▶ [WORK TASK]: Every line of the entries below that includes "undefined" belongs in the answer, copied as written.

##############################

Issue #4385, opened 2023-06-01
Delay between file upload and change file handler with no animation


aliabid94:
### Describe the bug

If there's a File component with a change listener, there's a period of time between upload and firing the change event with no pending animation. Can be very long when uploading large files, especially on Spaces. 

### Is there an existing issue for this?

- [X] I have searched the existing issues

### Reproduction

```python
import os
from zipfile import ZipFile
import gradio as gr


def zip_files(files):
    with ZipFile("tmp.zip", "w") as zipObj:
        for idx, file in enumerate(files):
            zipObj.write(file.name, file.name.split("/")[-1])
    return "tmp.zip"

with gr.Blocks() as demo:
    file = gr.File(file_count="multiple")
    zipped = gr.File()
    file.change(zip_files, file, zipped)


if __name__ == "__main__":
    demo.launch()
```

### Logs

```shell
N/A
```

### System Info

```shell
gradio==3.32.0
mac os
```

### Severity

serious, but I can work around it

PR #4661, opened 2023-06-23
fix upload file delay

aliabid94:
There was a delay between an uploaded file and then trigger for `change` and `upload` listeners. This was caused by the fact that files were actually getting uploaded *twice*, once in the svelte File component, and once in the client library when submitting data. This us because the client looks to see if there's any blob in the component data and uploads it. I removed the blob in the component so that the client does not resubmit - ideally we could let the client handle all uploading but the upload animation and dispatching of "change" and "submit" within the component won't work with that, so it's handled only in the component now. 

Fixes: #4385 

To test, run any demo that has a change or upload trigger on file, example below. Previously, you would see a lag between the finishing of the upload animation and triggering of the backend. You would also two network requests made "/upload" made sequentially. These should be fixed.

```python
import os
from zipfile import ZipFile
import gradio as gr


def zip_files(files):
    with ZipFile("tmp.zip", "w") as zipObj:
        for idx, file in enumerate(files):
            zipObj.write(file.name, file.name.split("/")[-1])
    return "tmp.zip"

with gr.Blocks() as demo:
    file = gr.File(label="a", file_count="multiple")
    zipped = gr.File(label="b")
    file.change(zip_files, file, zipped)

demo.queue().launch()
```

### DIFF
--- a/js/app/src/components/File/File.svelte
+++ b/js/app/src/components/File/File.svelte
@@ -71,7 +71,7 @@
 						(Array.isArray(_value) ? _value : [_value]).forEach(
 							async (file_data, i) => {
 								file_data.data = await blobToBase64(file_data.blob!);
-								file_data.blob = null;								
+								file_data.blob = undefined;
 							}
 						);
 					} else {
@@ -81,7 +81,7 @@
 									file_data.orig_name = file_data.name;
 									file_data.name = response.files[i];
 									file_data.is_file = true;
-									file_data.blob = null;
+									file_data.blob = undefined;
 								}
 							}
 						);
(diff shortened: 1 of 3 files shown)


pngwn:
Ah, my bad. Nice catch.

js/app/src/components/File/File.svelte
```diff
@@ -80,10 +81,11 @@
 									file_data.orig_name = file_data.name;
 									file_data.name = response.files[i];
 									file_data.is_file = true;
+									file_data.blob = null;
```
pngwn: Think we just need to use `undefined` for all of these empty blob values and those errors.

pngwn: beat me to it.

pngwn (approved):
Tested and working. Looks good to me! Thanks @aliabid94!

abidlabs:
Thanks guys! Will go ahead and merge in so that we can work on reducing the number of open PRs!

##############################

▶ [TASK OUTPUT]:
+								file_data.blob = undefined;
+									file_data.blob = undefined;
pngwn: Think we just need to use `undefined` for all of these empty blob values and those errors.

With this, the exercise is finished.